Input for this task>
PR #1637, opened 2025-07-18
Add power terminal preset

### LINKED ISSUE #653: Add preset for `power=terminal`
### OSM Tag(s)

power=terminal

As a Preset

### Label

Power Terminal

### Aliases

_No response_

### Terms

Electric Terminal, Electrical Terminal

### Link to OSM Wiki page

https://wiki.openstreetmap.org/wiki/Tag%3Apower%3Dterminal

### Status of the Tag

In Use

### Usage of the tag

39 728 

### Replaces other Tag?

no

### Regional Tag?

_No response_

### Further Information

_No response_

nlehuby:

Add a preset for power terminal

### Related issues

Fix #653 

### Links and data

**Relevant OSM Wiki links:**

- https://wiki.openstreetmap.org/wiki/Tag%3Apower%3Dterminal
- https://taginfo.openstreetmap.org/tags/power=terminal
- #529

### DIFF
--- a/data/presets/power/terminal.json
+++ b/data/presets/power/terminal.json
@@ -1,7 +1,8 @@
 {
     "icon": "temaki-power_device",
     "fields": [
-        "operator"
+        "operator",
+        "line_attachment"
     ],
     "moreFields": [
         "height",
--- a/data/presets/power/terminal.json
+++ b/data/presets/power/terminal.json
@@ -22,5 +22,5 @@
     "addTags": {
         "power": "terminal"
     },
-    "name": "Power Terminal"
+    "name": "Power line reaching building"
 }
--- a/data/presets/power/terminal.json
+++ b/data/presets/power/terminal.json
@@ -13,7 +13,8 @@
     ],
     "terms": [
         "electric terminal",
-        "electrical terminal"
+        "electrical terminal",
+        "service entrance"
     ],
     "tags": {
         "power": "terminal"
--- a/data/presets/power/terminal.json
+++ b/data/presets/power/terminal.json
@@ -1,8 +1,7 @@
 {
     "icon": "temaki-power_device",
     "fields": [
-        "operator",
-        "line_attachment"
+        "operator"
     ],
     "moreFields": [
         "height",
@@ -21,8 +20,7 @@
         "power": "terminal"
     },
     "addTags": {
-        "power": "terminal",
-        "line_attachment": "anchor"
+        "power": "terminal"
     },
     "name": "Power Terminal"
 }
--- a/data/presets/power/terminal.json
+++ b/data/presets/power/terminal.json
@@ -1,0 +1,26 @@
+{
+    "icon": "temaki-power_device",
+    "fields": [
+        "operator"
+    ],
+    "moreFields": [
+        "height",
+        "ref"
+    ],
+    "geometry": [
+        "point",
+        "vertex"
+    ],
+    "terms": [
+        "electric terminal",
+        "electrical terminal"
+    ],
+    "tags": {
+        "power": "terminal"
+    },
+    "addTags": {
+        "power": "terminal",
+        "line_attachment": "anchor"
+    },
+    "name": "Power Terminal"
+}
--- a/data/presets/power/terminal.json
+++ b/data/presets/power/terminal.json
@@ -22,5 +22,5 @@
     "addTags": {
         "power": "terminal"
     },
-    "name": "Power line reaching building"
+    "name": "Power Line Reaching Building"
 }


data/presets/power/terminal.json
```diff
@@ -0,0 +1,26 @@
...
+        "height",
+        "ref"
+    ],
+    "geometry": [
+        "point",
+        "vertex"
+    ],
+    "terms": [
+        "electric terminal",
+        "electrical terminal"
```
1ec5: Looks like the technical term in American English would be “service entrance”. (A service drop connects a distribution line to a service entrance.) I also wonder if we should rename the preset to something more descriptive, since a layperson unfamiliar with electrical terminology could mistake “power terminal” for a substation.

tordans: >  I also wonder if we should rename the preset to something more descriptive, since a layperson unfamiliar with electrical terminology could mistake “power terminal” for a substation.

+1 I would never look for the tagging that connect a house a power line with this. No better suggestion, though…

tordans (commented):
(See comments above to be reviewed)

tordans (changes requested):
(See comments above to be reviewed)

data/presets/power/terminal.json
flacombe: We should distinguish two independant concepts:
* [A power terminal](https://electropedia.org/iev/iev.nsf/display?openform&ievref=466-06-06) in general, meaning a line ends on a building (related to more recent line_management=termination). It covers both public grid infrastructure (lines enter a substation) and private customers supply (service drop).
* A [service drop](https://en.wikipedia.org/wiki/Service_drop), a particular kind of power terminal intended to supply a single customer with power from the grid. This one is currently covered by [a proposal under RFC](https://wiki.openstreetmap.org/wiki/Proposal:Service_supplies_proposal).

So not all terminals are service drops and additionally, power=terminal is intended for all terminals except ones on poles/towers/portals (particularly on buildings).  
That's why we consider line_management=termination for an even broader usage then.

flacombe:
Regarding the tagging to be used in combination with power=terminal, here is some options:
* line_attachment=anchor
* line_management=termination

A [termination](https://wiki.openstreetmap.org/wiki/Tag%3Aline_management%3Dtermination) (more specifically a power=terminal) is at the opposite from a [transition](https://wiki.openstreetmap.org/wiki/Tag:line_management%3Dtransition), so location:transition is incompatible with power=terminal.

I should add corresponding examples to the wiki to make it clearer

tordans:
> I should add corresponding examples to the wiki to make it clearer

That would be great. Something like tagging examples are always helpful to validate the presets.
What would also be helpful for me are suggestions on how we name those presets (plus icon) in a way that users that are not deep into this schema will understand what to pick.

data/presets/power/terminal.json
1ec5: > So not all terminals are service drops and additionally, power=terminal is intended for all terminals except ones on poles/towers/portals (particularly on buildings).

That’s fine, this is just a list of search terms.

flacombe:
I've improved several pages:
* power=terminal (description + examples)
* power=connection (mention line_management)
* line_management=termination (terminal example)

Common principle that should be reminded is power=* are specific concepts and line_management are more transversal and sometimes abstracted concepts. This allows us to adapt to a large diversity of situations.
I hope this helps to complete this PR that is still valid.

data/presets/power/terminal.json
```diff
@@ -0,0 +1,28 @@
...
+        "electric terminal",
+        "electrical terminal",
+        "service entrance"
+    ],
+    "tags": {
+        "power": "terminal"
+    },
+    "addTags": {
+        "power": "terminal",
+        "line_attachment": "anchor"
```
matkoniecz: Are you sure that `line_attachment=anchor` should be added to every single `power=terminal`?

If mass adding such tag is useful, it should be done as an automated bot edit. Though if it is really supposed to appear at every single one then I am dubious is there point in doing it.

Not via deprecation rule that wastes enormous amount of human time for no good reason.

Yes, I know that we have some rules like that in this repo already. I think that they are a horrible mistake and should be removed.

matkoniecz (changes requested):

data/presets/power/terminal.json
nlehuby: I'm not really sure I understand your comment :thinking: 

It's not a depreciation rule, it's an additional tag that is relevant (and recommended) to add to this object, and it seems to me that this corresponds perfectly to what addTags is for. 
image

I don't understand why you suggest not adding it.

matkoniecz: it it needs to be mass added to 64k objects (see https://overpass-turbo.eu/s/2hpJ ) then it should be done with a proper bot edit, rather than undiscussed distributed bot edit with people adding it via "upgrade" button in iD

(also, if it absolutely always applies then I do not get what is the point of adding it to every object)

nlehuby: Ok, I understand your point. I guess it's legitimate to discuss the relevance of a massive import or, conversely, the relevance of having this attribute at all if it's an implied default value for this type of object, but it seems to me that the presets should be based on the current wiki documentation and that the forum would be a more appropriate place for the debate than this issue.

Anyway, this addition is on the critical path to adding a quality control rule that has been expected for years, and the addition itself has already been the subject of several issues & even PR, so I would like to move forward without starting a new debate... So I am removing this field entirely for the moment.

matkoniecz (commented):
I tested it and it works.

But maybe more clear name exists?

Would "Power line termination" be correct and more clear?

data/presets/power/terminal.json
```diff
@@ -0,0 +1,26 @@
...
+        "electrical terminal",
+        "service entrance"
+    ],
+    "tags": {
+        "power": "terminal"
+    },
+    "addTags": {
+        "power": "terminal"
+    },
+    "name": "Power Terminal"
```
matkoniecz:
```suggestion
    "name": "Power line reaching building"
```

better name is welcome

@ZeLonewolf maybe you have better idea? Or can confirm that this one is not Engrish/Ponglish?

ZeLonewolf:
I don't understand what a power reaching building is, can someone post a picture?

flacombe:
They more relate to line_management=termination and proposed line_management=service_supply tags than power=terminal imho.

_Power line reaching building_ looks like the more accurate for power=terminal

matkoniecz:
not 100% sure are further changes needed - if optimal name is set already please ping me

matkoniecz:
As I proposed the current name in https://github.com/openstreetmap/id-tagging-schema/pull/1637#issuecomment-3878047065 and there were some protests that it is not optimal I want to ping @k-yle @tordans for an independent review of comments on that.

data/presets/power/terminal.json
```diff
@@ -0,0 +1,26 @@
...
+        "electrical terminal",
+        "service entrance"
+    ],
+    "tags": {
+        "power": "terminal"
+    },
+    "addTags": {
+        "power": "terminal"
+    },
+    "name": "Power line reaching building"
```
tyrasd: I'm also not sure if this is the best possible label for this preset (I'm also not a native speaker), but independently from that: the label should always use title case spelling, e.g. `"Power Line Reaching Building"`

nlehuby:
I've updated the label as suggested by tyrasd.

data/presets/power/terminal.json
```diff
@@ -0,0 +1,26 @@
...
+        "electrical terminal",
+        "service entrance"
+    ],
+    "tags": {
+        "power": "terminal"
+    },
+    "addTags": {
+        "power": "terminal"
+    },
+    "name": "Power Line Reaching Building"
```
1ec5, line 25: A `name` needs to be a noun. This is a gerund phrase, which is very awkward. Even more awkward is that it implies a line feature, but this can only be a point or vertex. I can only imagine what’ll happen when this gets translated into other languages.

I think the intent of this name is “Point Where Power Line Reaches Building”, which is very verbose. As a layperson, it still sounds equivalent to “Power Termination Point”, which was [rejected previously](https://github.com/openstreetmap/id-tagging-schema/pull/1637#issuecomment-3929021540). “[Building Power Anchor](https://github.com/openstreetmap/id-tagging-schema/pull/1637#issuecomment-3929129779)” is at least a better attempt at circumlocution. It sounds like a real term of art, even if it isn’t.

flacombe:
Hello everyone

The effort to find the most appropriate term is really appreciable and will certainly allow beginners to get it well.
In JOSM, which is intended for more expercienced mappers, we kept Power terminal and no one argue about it.
image

Should we give it a try and see if any comment rises there?

This to also allow https://github.com/openstreetmap/iD/pull/11200 to find its way and get merged too.
[Many quality issues](https://osmose.openstreetmap.fr/fr/issues/graph.png?item=1250&class=1) happen due to this long time we take here.

1ec5:
@matkoniecz pointed out in chat that “Power Terminal” could be confused for some other meaning of “terminal”. “Power Termination Point” would avoid this ambiguity. As a layperson, I don’t know why “terminal” would be fine but “termination” would be problematic. Maybe we could address that when we add support for `line_management=*`?

matkoniecz (commented):
Sorry for complaining about label I himself suggested but https://github.com/openstreetmap/id-tagging-schema/pull/1637#pullrequestreview-4639022626 makes a good point - maybe reconsider “Power Termination Point” or “Building Power Anchor” ?

https://github.com/openstreetmap/id-tagging-schema/pull/1637#issuecomment-3929021540 mentions `line_management=termination` but this will never be a preset, right?

maybe even absurdly verbose “Point Where Power Line Reaches Building” would be better?

Or maybe what we have now would be fine but I worry that it is more German/French and Polish than English. Or at least some sort of Engrish.

matkoniecz:
@nlehuby have you seen https://github.com/openstreetmap/id-tagging-schema/pull/1637#pullrequestreview-4855641834 ?

matkoniecz:
@nlehuby can you respond? I am considering taking this PR as base. making few adjustments and submitting it separately (original author would be credited)

nlehuby:
Hi, I am on vacation mostly afk, I won't have time to look at this again for a few weeks.

Le 12 septembre 2026 11:47:59 GMT+02:00, Mateusz Konieczny ***@***.***> a écrit :
>matkoniecz left a comment (openstreetmap/id-tagging-schema#1637)
>
>@nlehuby have you seen
>https://github.com/openstreetmap/id-tagging-schema/pull/1637#pullrequestreview-4855641834
>?
>
>-- 
>Reply to this email directly or view it on GitHub:
>https://github.com/openstreetmap/id-tagging-schema/pull/1637#issuecomment-5645120765
>You are receiving this because you were mentioned.
>
>Message ID:
>***@***.***>

-- 
Envoyé de mon appareil Android avec Courriel K-9 Mail. Veuillez excuser ma brièveté.

matkoniecz:
No problem! Thanks for reply with update, I will try to process other PRs then (>100 just in iD tagging schema, more in iD repo)

PR #1648, opened 2025-07-30
Add area geometry support to runway preset

### LINKED ISSUE #11169: Render area:aeroway
### Description

Render aeroway mapped as area with [`area:aeroway`](https://taginfo.openstreetmap.org/keys/area:aeroway), mainly `area:aeroway=runway` for runways.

Assignment> Make a copy of each line in the records above that has the word "find".

Completed task>
The effort to find the most appropriate term is really appreciable and will certainly allow beginners to get it well.
This to also allow https://github.com/openstreetmap/iD/pull/11200 to find its way and get merged too.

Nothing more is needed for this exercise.